- Warakurna
- Interactive map of Warakurna
- Coordinates: 25.015°0′S 128.299°0′E﻿ / ﻿25.015°S 128.299°E
- Country: Australia
- State: Western Australia
- LGA: Shire of Ngaanyatjarraku;
- Location: 260 km (160 mi) north east of Warburton; 830 km (520 mi) southwest of Alice Springs;

Government
- • State electorate: North West Central;
- • Federal division: O'Connor;

Area
- • Total: 51.8 km^{2} (20.0 sq mi)

Population
- • Total: 268 (UCL 2016)
- Time zone: UTC+9:30 (ACST)
- Postcode: 6642
- Mean max temp: 29.4 °C (84.9 °F)
- Mean min temp: 15.9 °C (60.6 °F)
- Annual rainfall: 287.8 mm (11.33 in)

= Warakurna Community =

Community in Western Australia

Warakurna is a large Aboriginal community, located in the Goldfields-Esperance region of Western Australia, within the Shire of Ngaanyatjarraku and is situated on the Great Central Road (part of the Outback Way ultimately connecting Perth to Cairns diagonally across Australia). It is at the western end of the Rawlinson Ranges. At the , Warakurna had a population of 268, including 237 who identified as Aboriginal Australians, most of whom speak Ngaanyatjarra at home.

== History ==

In the early 1970s several factors, including the availability of government funding for outstations, easier road access, and over-crowding at Docker River (Kaltukatjara) settlement and Warburton Mission, all combined to make the location of Giles Weather Station ideal for a new community. The Warakurna community became incorporated in 1976 and a member of the Ngaanyatjarra Council in 1981.

== Native title ==

The community is located within the determined Ngaanyatjarra Lands (Part A) (WAD6004/04) native title claim area.

==Town planning==
Warakurna Layout Plan No.1 was prepared in accordance with State Planning Policy 3.2 Aboriginal Settlements and was endorsed by the community in 2003 and the Western Australian Planning Commission in 2004.

== Facilities==

Children of school age at Warakurna attend the Warakurna campus of the Ngaanyatjarra Lands School which was formed in 2007 by administratively combining nine remote campuses in the Ngaanyatjarra lands. Warakurna campus caters to year nine, then students must transfer to the larger campus at Warburton.

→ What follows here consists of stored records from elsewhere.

PR #2572, opened 2026-07-09
zcash_pool_migration: Add an Orchard-to-Ironwood value-pool migration engine

Chlup:
Adds **`zcash_pool_migration`**, a new workspace crate implementing the Orchard→Ironwood value-pool migration engine for mobile wallets: a synchronous, network-free library that plans a note split into self-funding power-of-ten denominations, builds/proves/signs migration transactions as PCZTs (software and external-signer flows), schedules transfers by block height, persists its state in `ext_ironwood_migration_*` tables in the shared wallet DB, and hands the consuming application pre-signed transactions to broadcast. The iOS/Android SDK FFI layers wrap `MigrationContext` directly.

## Provenance

Behavior was proven in the vizor wallet's migration engine (Apache-2.0) and a standalone prototype crate built against the valargroup librustzcash fork; this is a from-scratch port onto current upstream APIs. Notable upstream-era changes vs. the prototype:

- **Transfers use the high-level pipeline** (`InputSelector::propose_transaction` with an explicit anchor and `TxVersion::V6` → `create_pczt_from_proposal(…, target_expiry_height)` → PCZT prove/sign/finalize). The note split keeps a direct-builder path because Orchard-receiver outputs deliberately route to Ironwood post-activation, while the split must mint Orchard-pool change.
- **No unstable cfg flags** (Ironwood is stabilized on main) and **no serde in the crate** (one dependency feature, `zcash_client_sqlite/serde`, is required by `create_pczt_from_proposal`'s `AccountId: serde::Serialize` bound).
- Retained-checkpoint pinning (`ensure_retained`) hardens anchors across multi-transfer signing loops.
- Run completion is persisted (restoring vizor behavior), so completed runs release note locks and later deposits can start fresh runs.

## Verification

- 95 unit tests, including real PCZT prove/sign round trips for the external-signer flow.
- 4 seeded-wallet end-to-end tests (via `zcash_client_backend::data_api::testing` + a file-backed sqlite fixture): the transfer pipeline produces a V6 transaction whose Ironwood bundle carries exactly the crossing value with the exact ZIP-317 self-funding fee (change falls back to Orchard); the note split signs against seeded notes; a migration is driven to persisted completion by mining the extracted transaction; transfer execution is height-gated. This includes runtime validation of the unified `PostNu6_3` proving key for both Orchard and Ironwood bundles.
- Workspace-wide `cargo test --all-features`, clippy `-D warnings`, fmt, and doc builds are green.

## Notes for reviewers

- Three small commits touch sibling crates: a targeted clippy allow in `zcash_client_backend` and precise feature-gating of imports in `zcash_client_sqlite/…/ephemeral.rs` — both fix pre-existing lints that only surface under the feature combination this crate induces. Happy to split them into a preliminary PR if preferred.
- Four `docs/` commits carry the internal design spec/plan/report used to build this; happy to drop them from the series (`git revise`) if unwanted in-tree.
- Two open questions flagged for the team: (1) whether the pinned crates.io `orchard 0.15.0-pre.2` carries the dummy-ciphertext `enc_ciphertext` randomization relevant to migration self-sends; (2) comfort with the vizor (Apache-2.0) lineage under this workspace's dual license.
- Known non-blocking follow-ups are listed in `docs/superpowers/reports/2026-07-09-zcash-pool-migration-final-report.md`, the notable one being expiry detection for a never-broadcast note split.

AI disclosure: commits carry `Co-Authored-By: Claude Fable 5 <noreply@anthropic.com>` per AGENTS.md.


Chlup:
CI failure was merge skew, not a branch defect: main's 63fea5bbd8 made the Orchard-pool bundle type configurable after this branch was cut, changing `BuildConfig::Standard` and `create_pczt_from_proposal`. Merged current main (through #2565) and adapted the three call sites with `BundleType::DEFAULT` — the end-to-end tests' exact fee/crossing assertions confirm unchanged semantics.

One extra commit fixes `pczt/tests/end_to_end.rs`, whose `BuildConfig` initializer was missed by 63fea5bbd8 and fails to compile on current main under `--all-targets` (11/11 tests pass with the fix). Happy to split that out if preferred.

docs/superpowers/plans/2026-07-08-zcash-pool-migration.md
nullcopy, line 1: Please remove this file

docs/superpowers/reports/2026-07-09-zcash-pool-migration-final-report.md
nullcopy, line 1: Please remove this file

docs/superpowers/specs/2026-07-08-zcash-pool-migration-crate-design.md
nullcopy, line 1: Please remove this file

zcash_client_backend/src/data_api/wallet.rs
```diff
@@ -2587,6 +2587,7 @@ where
                     .iter()
                     .enumerate()
                     .filter_map(|(index, input)| {
+                        #[allow(clippy::bind_instead_of_map)]
```
nullcopy, line 2727: Do we need to ignore this lint?

zcash_client_sqlite/src/wallet/transparent/ephemeral.rs
```diff
@@ -26,8 +13,44 @@ use crate::{
 
 use super::next_check_time;
 
+// The imports below back only this module's test / test-dependencies surface (`metadata`,
+// `get_known_ephemeral_addresses`, `find_account_for_ephemeral_address_str`), which is compiled
+// out of ordinary builds. Each is gated to exactly the configurations that use it — rather than
+// blanket-`allow`ing unused imports — so the unused-import lint stays active in every feature
+// combination.
```
nullcopy: No need for this note, the feature gates are self explanatory

zcash_client_sqlite/src/wallet/transparent/ephemeral.rs
nullcopy, line 1: Changes like these feel like clean-ups/refactors unrelated to your feature. I would prefer if these were split cleanly into just a few commits, so I can independently verify the refactors (assuming pure refactor) and the feature work. The chain of 34 commits should be squashed into a handful of commits which make sense to review in isolation

nullcopy (changes requested):
Flushing comments as of 17e91c11cd8fae9f8198a38fee559a54d963f2e9

zcash_pool_migration/Cargo.toml
```diff
@@ -0,0 +1,65 @@
...
+rust-version.workspace = true
+categories.workspace = true
+
+[package.metadata.docs.rs]
+all-features = true
+
+[dependencies]
+zcash_address.workspace = true
+zcash_client_backend = { workspace = true, features = ["orchard", "pczt"] }
+# The `serde` feature is required transitively: the high-level `create_pczt_from_proposal`
```
dannywillems, line 20: This comment can be removed.

zcash_pool_migration/src/state.rs
```diff
@@ -0,0 +1,235 @@
...
+
+    #[test]
+    fn phase_strings_round_trip() {
+        for phase in ALL_PHASES {
+            assert_eq!(Phase::parse(phase.as_str()), Some(phase));
+        }
+    }
+
+    #[test]
+    fn known_phase_strings_are_vizor_compatible() {
```
dannywillems, line 142: Can be removed.

nuttycom:
High level comments first:

* ~Transfers should not use the high-level pipeline because we cannot guarantee note selection. Each scheduled transaction should be preconfigured to spend a particular note; the high-level pipeline may choose the wrong notes for the desired transaction transfer size.~ This comment was incorrect; the top level description did not identify that a custom `InputSource` impl is being used; this solves the problem nicely.
* Once a transaction has been created using the zcash_primitives transaction builder, ingest it to the wallet using `decrypt_and_store_transaction` so that the wallet can recognize that the notes have been committed to be spent and does not attempt to spend them in an ordinary transaction.
* Given the previous point, we might need a mechanism to explicitly unlock Orchard notes to permit manual transfer across the pool boundary, ignoring any notes that are already "claimed" by a migration transaction. It must be possible at any point for a user to manually send any portion of their Orchard balance to the Ironwood pool, but this should not be permitted to happen accidentally.

zcash_client_sqlite/src/wallet/transparent/ephemeral.rs
```diff
@@ -26,8 +13,44 @@ use crate::{
...
+#[cfg(any(test, feature = "test-dependencies"))]
```
nuttycom, line 16: Also, collapse this to a single `use { }` block to reduce the feature gate noise.

zcash_pool_migration/src/lib.rs
```diff
@@ -0,0 +1,169 @@
...
+//!   [`MigrationContext::store_signed_schedule_pczts`] takes the matching [`SignedTransferPczt`]
+//!   slice back and is **all-or-nothing**: every staged transfer must be matched by exactly one
+//!   signed PCZT by id, or nothing is persisted and the staged originals are retained for a
+//!   retry.
+//!
+//! # Security and design notes
+//!
+//! * **Self-funding denominations.** The note split decomposes the spendable Orchard balance
+//!   into power-of-ten ZEC notes (1, 10, 100, ... ZEC), each holding its power-of-ten crossing
+//!   value plus a fee buffer (4× the ZIP-317 marginal fee, covering the 2 Orchard + 2 Ironwood
```
nuttycom, line 131: We may relax the fee buffer requirement in order to reduce the action count that the transfer requires. This involves making migration transactions slightly more distinguishable, but they're already more or less recognizable so this is an acceptable tradeoff in order to be able to fit more transactions into a single Keystone signing session.

zcash_pool_migration/src/lib.rs
```diff
@@ -0,0 +1,169 @@
...
+//!   actions a migration transfer spends). When such a note is later spent, it pays its own
+//!   transfer fee and exactly the power-of-ten value crosses the Orchard→Ironwood turnstile.
+//! * **Dust stays in Orchard.** Any residual that cannot form a whole self-funding note —
+//!   including dust — is left behind as Orchard change, never folded into a transaction fee:
+//!   folding an identifiable dust amount into a fee would deanonymize a dust-attacked wallet.
+//! * **Natural anchor, pinned during signing.** Every transfer in a schedule shares the wallet's
```
nuttycom, line 137: If I understand what's being suggested here, this is not the desired behavior unless a new anchor will be chosen before sending. Sharing an anchor between multiple transactions links them to one another, allowing an observer of the chain to potentially discover the full balance of a given wallet that is crossing the turnstile.

nuttycom: As a secondary note, we need to ensure that zcash_client_backend's `decrypt_and_store_transaction` and full-block scanning mechanisms can correctly handle the case where a transaction is added to the wallet database, then later has its anchor updated and its proofs rewritten.

dannywillems:
Merging main. This branch won't be committed into `main`, therefore it is fine to have a merge commit.

dannywillems:
This is a branch used by a few people for now, for testing and development. Don't delete it.

nuttycom:
Superseded by https://github.com/zcash/librustzcash/pull/2744

PR #2574, opened 2026-07-09
Add PCZT anchor updater APIs

czarcas7ic:
Adds `Updater` methods for restoring Sapling, Orchard, and Ironwood anchors before proof creation for transaction formats that do not commit shielded signatures to anchors. Existing matching anchors are accepted, while conflicting anchors and already-proved spends or bundles are rejected so callers must clear stale anchors before replacing them.

Tests cover signed PCZT copies whose Sapling or Orchard anchors are restored before proof generation, plus Ironwood anchor restoration across signer finish.

Validation:
- `cargo doc --no-deps -p pczt --all-features --document-private-items`
- `git diff --check`

### DIFF
--- a/pczt/src/roles/updater/mod.rs
+++ b/pczt/src/roles/updater/mod.rs
@@ -59,9 +59,78 @@ impl Updater {
         }
     }
 
+    /// Sets the Orchard bundle anchor for a version 6 PCZT on NU6.3 or later.
+    ///
+    /// Orchard signatures in v6 do not commit to this anchor, so this may be
+    /// called after shielded signatures have been added. Orchard proofs do
+    /// depend on the anchor, so this must be called before proof creation.
+    ///
+    /// Returns an error if the PCZT is not version 6 on NU6.3 or later, or if an
+    /// Orchard proof is already present.
+    #[cfg(feature = "orchard")]
+    pub fn set_v6_orchard_anchor(
+        mut self,
+        anchor: ::orchard::Anchor,
+    ) -> Result<Self, OrchardAnchorUpdateError> {
+        ensure_v6_consensus_branch(&self.pczt.global)?;
+        ensure_no_orchard_proof(&self.pczt.orchard)?;
+        self.pczt.orchard.anchor = Some(anchor.to_bytes());
+        Ok(self)
+    }
+
+    /// Sets the Ironwood bundle anchor for a version 6 PCZT on NU6.3 or later.
+    ///
+    /// Ironwood signatures in v6 do not commit to this anchor, so this may be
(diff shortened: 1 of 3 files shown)


pczt/src/roles/updater/mod.rs
```diff
@@ -59,12 +59,81 @@ impl Updater {
...
+    /// Sets the Orchard bundle anchor for a version 6 PCZT on NU6.3 or later.
+    ///
+    /// Orchard signatures in v6 do not commit to this anchor, so this may be
+    /// called after shielded signatures have been added. Orchard proofs do
+    /// depend on the anchor, so this must be called before proof creation.
+    ///
+    /// Returns an error if the PCZT is not version 6 on NU6.3 or later, or if an
+    /// Orchard proof is already present.
+    #[cfg(feature = "orchard")]
+    pub fn set_v6_orchard_anchor(
```
ValarDragon: I don't think the API needs v6 in the name, it can just error if consensus branch is <= v5 tx format being introduced

ValarDragon: We need the same API for Sapling as well

nuttycom: Right, this will be applicable to subsequent transaction versions as well. It should error if the PCZT already has a conflicting anchor also.

pczt/src/roles/updater/mod.rs
```diff
@@ -74,3 +143,44 @@ impl GlobalUpdater<'_> {
...
     }
 }
+
+/// Errors that can occur while setting Orchard or Ironwood anchors.
+#[cfg(feature = "orchard")]
+#[derive(Debug, PartialEq, Eq)]
+#[non_exhaustive]
+pub enum OrchardAnchorUpdateError {
+    /// The PCZT must use the version 6 transaction format for this update.
+    RequiresV6,
```
nuttycom: This shouldn't be specific to transaction version 6; generalize for later versions.

pczt/src/roles/updater/mod.rs
```diff
@@ -74,3 +143,44 @@ impl GlobalUpdater<'_> {
...
+    /// The PCZT's consensus branch ID is unrecognized.
+    UnknownConsensusBranchId,
+    /// The PCZT's consensus branch ID does not support version 6 PCZTs.
```
nuttycom: We currently only have v1 and v2 PCZTs, so I'm not sure what this comment is supposed to mean.

czarcas7ic: I think it was referring to transaction version 6

nuttycom (changes requested):
Minor naming iisues + Sapling API needed, otherwise LGTM

PR #2581, opened 2026-07-09
zcash_client_sqlite: resolve duplicate receiver on standalone transparent import

dannywillems:
## Problem

Importing a standalone transparent pubkey whose receiver address is already recorded (for example because it was derived as an account receiver) fails with:

```
UNIQUE constraint failed: addresses.cached_transparent_receiver_address
```

This surfaced in Zallet's `migrate-zcashd-wallet`: the migration imports a wallet's unified accounts first (deriving and caching each account's transparent receivers), then imports the loose keystore keys as standalone transparent pubkeys. When a loose key's P2PKH address equals one already derived for an account, the standalone import inserts the same `cached_transparent_receiver_address` a second time and aborts.

## Root cause

The UNIQUE index on `addresses.cached_transparent_receiver_address` was added in ef6214bc5e, and the **derivation** path was taught to resolve the resulting duplicates in 3b6a45575c (deriving an address that was already imported upgrades the imported row in place). The **standalone-import** path never got the symmetric resolution: `import_standalone_transparent_pubkey`'s idempotency check keys only on `imported_transparent_receiver_pubkey`, so an address already present as a *derived* row (NULL pubkey) is not matched, and it falls through to a plain `INSERT` that violates the index.

## Fix

- Add an address-existence check before the `INSERT` in `import_standalone_transparent_pubkey`, so an already-recorded receiver is a no-op — the import-direction counterpart of `store_address_range`'s resolution.
- Extract that check into `transparent_receiver_address_exists`.
- `import_standalone_transparent_pubkey` now returns the number of address rows inserted: `1` when a new receiver row was added, `0` when nothing was inserted. The `WalletWrite` impl discards the count, so the public trait API is unchanged.

## Tests

Two proptest cases (random secret key and, for the derived case, a random non-hardened child index above the gap):
- `import_standalone_transparent_pubkey_noop_when_address_derived` — importing a receiver already present as a derived account receiver returns `0` and leaves exactly one row.
- `import_standalone_transparent_pubkey_returns_rows_inserted` — a fresh import returns `1`, and a repeat import of the same pubkey returns `0`.

Existing standalone-import tests, `cargo fmt --check`, and `cargo clippy --tests` all pass.

Generated with Claude.

### DIFF
--- a/zcash_client_backend/CHANGELOG.md
+++ b/zcash_client_backend/CHANGELOG.md
@@ -24,6 +24,11 @@ workspace.
   exact tree-update logic: `zcash_client_backend::data_api::ll::wallet::`
   `{build_subtrees, checkpoint_positions, ensure_checkpoints,
   cross_pool_ensure_heights, update_tree}`.
+- `zcash_client_backend::data_api::WalletWrite::import_standalone_transparent_pubkeys`
+  (behind the `transparent-key-import` feature flag), a batch variant of
+  `import_standalone_transparent_pubkey` that lets implementations validate the
+  target account once for the whole batch. The default implementation imports
+  each pubkey individually.
 - `zcash_client_backend::proposal::Proposal::proposed_version` and
   `with_proposed_version`. The transaction version requested when a proposal is
   constructed is now recorded on the proposal (and preserved across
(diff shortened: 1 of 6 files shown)


nuttycom (dismissed):
utACK

dannywillems (commented):
Changing the design. Please don't merge.

EDIT: Should be ready now.

nuttycom (approved):
utACK

PR #2585, opened 2026-07-09
Update MSRV to 1.88

nuttycom:
This allows us to update `time` to a version that passes `cargo deny` checks.


dannywillems (approved):
utACK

The community is serviced by the Giles Airstrip which provides a 24-hour all-weather 1600 m gravel runway with two services weekly to Alice Springs, and Royal Flying Doctor Service transport as required. It also has a community hall, women's centre, health clinic, football oval, basketball court and 25-metre indoor swimming pool.

The first Indigenous-run police station in Western Australia is at Warakurna, set up some years ago and already showing some positive effects. Filmmaker Cornel Ozies, who made a documentary about the station, called Our Law and shown at the 2020 Sydney Film Festival, puts the success of the program down to four things: "respect, understanding, communication, and education". The two Noongar police officers learned the local Ngaanyatjarra language and cultural protocols of the people.

==In popular culture==

Warakurna is the namesake of the fifth track in the Midnight Oil album Diesel and Dust (1987).